Agri SA executive director Christo van der Rheede said the costs of fertiliser, herbicides, packaging, diesel, electricity and labour among others were increasing rapidly, making it nearly impossible for many farmers to produce food sustainably.

For this reason, the federation of agricultural organisations said it was appealing to all stakeholders, including the government, to engage and intervene in order to reduce the costs of critical inputs.

It urged optimising substitute products available locally to avert an impending crisis with regard to sustainable food production and ultimately food security.

Van der Rheede said these solutions and substitute products were on the country’s doorstep.

While international fertiliser prices have risen rapidly over the past year, South Africa boasts one of the world’s largest producers of phosphate and phosphoric acid, Foskor.

However, according to a recent study from the Bureau for Food and Agricultural Policy, South Africa is rated the third most expensive country in terms of fertiliser cost for a grain and oilseed producer.

Agri SA appealed to the Industrial Development Corporation and the Department of Trade, Industry and Competition to engage with the agricultural industry and other stakeholders to optimise and to ensure that the agricultural industry benefited from a regular supply and affordable pricing from Foskor.

“Moreover, in recent years, South Africa has become more and more dependent on imported fertilisers as a result of Foskor’s inability to sell affordable phosphate to the South African fertiliser market,” said Van der Rheede.

“Currently, South Africa imports approximately 80 percent of phosphate for fertiliser manufacturers. This has an adverse effect on fertiliser prices, which subsequently leads to significant increases in the variable production cost of farmers.”

Agri SA said that Foskor has some of the best quality phosphate resources in the world and has the capacity to provide phosphate to Southern Africa.

However, the management and supply challenges were driving the phosphate price increase and delays. This was compounded by the frequent closures of the manufacturing plants in Richards Bay, which had caused disruptions to the supply chain.

“The combination of a price increase to farmers and disruptions in the supply is putting food security at risk and has a severe impact on the profitability and sustainability of farmers,” said Van der Rheede.

“This is critical, as several big fertiliser manufacturers in Europe have been forced to cut back on production due to higher gas prices.”

The natural gas price used to produce fertiliser has been hiked significantly.

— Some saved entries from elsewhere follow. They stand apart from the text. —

PR #8851, opened 2022-11-17
Fix: ignored query with om-version and dbt

MilanBariya:
### Describe your changes :

I worked on the Fixing ignored query with om-version and dbt.   Fix `Identifier is expected, got Token[value: )] ` error while ingesting databricks lineage and usage.

#
### Type of change :

- [x] Bug fix
- [x] Improvement

#

### DIFF
--- a/ingestion/src/metadata/clients/databricks_client.py
+++ b/ingestion/src/metadata/clients/databricks_client.py
@@ -25,6 +25,8 @@ from metadata.utils.helpers import datetime_to_ts
 from metadata.utils.logger import ingestion_logger
 
 logger = ingestion_logger()
+QUERY_WITH_OM_VERSION = '/* {"app": "OpenMetadata"'
+QUERY_WITH_DBT = '/* {"app": "dbt"'
 
 
 class DatabricksClient:
@@ -113,3 +115,10 @@ class DatabricksClient:
             logger.error(exc)
 
         return query_details
+
+    def is_query_valid(self, row) -> bool:
+        query_text = row.get("query_text")
+        return not (
+            query_text.startswith(QUERY_WITH_DBT)
+            or query_text.startswith(QUERY_WITH_OM_VERSION)
+        )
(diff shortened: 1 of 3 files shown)


nahuelverdugo (commented):
I think we are repeating ourself in 2 different parts of the code. Could we move this into a common place at least so in the future is easy to change in case the comment change or we want to ignore some other queries? For example, we can put it [here](https://github.com/open-metadata/OpenMetadata/blob/main/ingestion/src/metadata/utils/helpers.py).

pmbrull:
> I think we are repeating ourselves in 2 different parts of the code. Could we move this into a commonplace at least so in the future is easy to change in case the comment change or we want to ignore some other queries? For example, we can put it [here](https://github.com/open-metadata/OpenMetadata/blob/main/ingestion/src/metadata/utils/helpers.py).

let's try to avoid `utils` and `helpers` from now on, it's becoming a free directory for random stuff. We can create a module with some meaning for databricks or add it directly in the databricks client

ingestion/src/metadata/clients/databricks_client.py
```diff
@@ -113,3 +115,10 @@ def list_query_history(self, start_date=None, end_date=None) -> List[dict]:
             logger.error(exc)
 
         return query_details
+
+    def is_query_valid(self, row) -> bool:
+        query_text = row.get("query_text")
+        return not (
+            query_text.startswith(QUERY_WITH_DBT)
+            or query_text.startswith(QUERY_WITH_OM_VERSION)
+        )
```
nahuelverdugo, line 124: If it doesn't apply only to Databricks could we have it in a utils package? What do you think? 
nit: doc on the method

nahuelverdugo (approved):

ingestion/src/metadata/clients/databricks_client.py
MilanBariya: this only applies to databricks as of now for other connectors we are filtering via qureries.

nahuelverdugo (approved):

nahuelverdugo (approved):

Recent power restrictions and outages across China because of coal shortages have also intensified competition between Asia and Europe in securing sources of energy.

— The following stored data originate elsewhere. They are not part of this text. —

Issue #3582, opened 2022-03-22
get_column_type refactor


pmbrull:
**Affected module**
Ingestion

**Describe the bug**
It is quite hard to follow and debug what is going on in get_column_type at column_type_parser. Let's break the function down into smaller functions with meaningful names, comments, and tests. We can refactor the protected functions of the module later on, but this one gets directly called by the workflow so we should first focus on this.

It seems to me that there are 3 main steps involved. Convert each of them in a function and document the order of "checks" that we are doing.

Thanks!

ayush-shah:
Hey @pmbrull, Thanks for creating this issue.
Will take it up in 0.9.2 release

pmbrull:
Great, thanks @ayush-shah, no rush at all :) Let's just try to list down central code pieces that we could improve. Thanks 🙏

harshach:
@pmbrull @ayush-shah do we need to do anything here?

harshach:
@pmbrull @ayush-shah what is remaining here

ayush-shah:
Refactoring the code, breaking it down in functions,
Writing tests and adding upto 100% test coverage around here.
Will be part of 0.13

harshach:
@ayush-shah is this targetted for 0.13?

ayush-shah:
yes

PR #9559, opened 2023-01-02
Fix: refactor get_column_type

NiharDoshi99:
### Describe your changes :

I worked on refactoring `get_column_type`
Fix : #3582  

#
### Type of change :

- [ ] Bug fix
- [x] Improvement
- [ ] New feature
- [ ] Documentation

### DIFF
--- a/ingestion/src/metadata/ingestion/source/database/column_type_parser.py
+++ b/ingestion/src/metadata/ingestion/source/database/column_type_parser.py
@@ -213,17 +213,31 @@ class ColumnTypeParser:
 
     @staticmethod
     def get_column_type(column_type: Any) -> str:
-        if not ColumnTypeParser._COLUMN_TYPE_MAPPING.get(type(column_type)):
-            if not ColumnTypeParser._SOURCE_TYPE_TO_OM_TYPE.get(str(column_type)):
-                if not ColumnTypeParser._SOURCE_TYPE_TO_OM_TYPE.get(
-                    str(column_type).split("(", maxsplit=1)[0].split("<")[0].upper()
-                ):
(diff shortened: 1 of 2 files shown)


ingestion/src/metadata/ingestion/source/database/column_type_parser.py
```diff
@@ -213,17 +213,31 @@ class ColumnTypeParser:
...
-                ):
-                    return ColumnTypeParser._SOURCE_TYPE_TO_OM_TYPE.get("VARCHAR")
-                return ColumnTypeParser._SOURCE_TYPE_TO_OM_TYPE.get(
-                    str(column_type).split("(", maxsplit=1)[0].split("<")[0].upper()
-                )
-            return ColumnTypeParser._SOURCE_TYPE_TO_OM_TYPE.get(str(column_type))
-        return ColumnTypeParser._COLUMN_TYPE_MAPPING.get(type(column_type))
+
+        if ColumnTypeParser.get_column_type_mapping(column_type):
+            return ColumnTypeParser.get_column_type_mapping(column_type)
```
ulixius9, line 218: we are calling the same function twice here, can be avoided

ulixius9 (commented):
Thanks, looks much cleaner also let's add some test cases!

pmbrull (commented):
let's take the chance to add some unit tests around here. 

Ideally when working on functions refactor, we should create the unit test first, then refactor and validate that tests are still working as they were.

It's fine to not go back now, but at least let's increase the coverage here 🙏

pmbrull (approved):

ulixius9 (approved):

Agri SA said that it also noted that the annual fuel inflation had been consistently higher than overall headline inflation since this year.

Food inflation was steadily on the rise this year, reaching up to 5 percent in September. The potential change in fuel prices was very concerning with planting in motion for the summer crop season, it said.

According to the Automobile Association, the current exchange rate and commodity data predict fuel price hikes of “catastrophic proportions” at the end of this month, with petrol up 99 cents a litre and diesel rising by a staggering R1.42 a litre.

“This is really concerning and will have a disastrous impact on the profitability of many farming operations,” Agri SA said.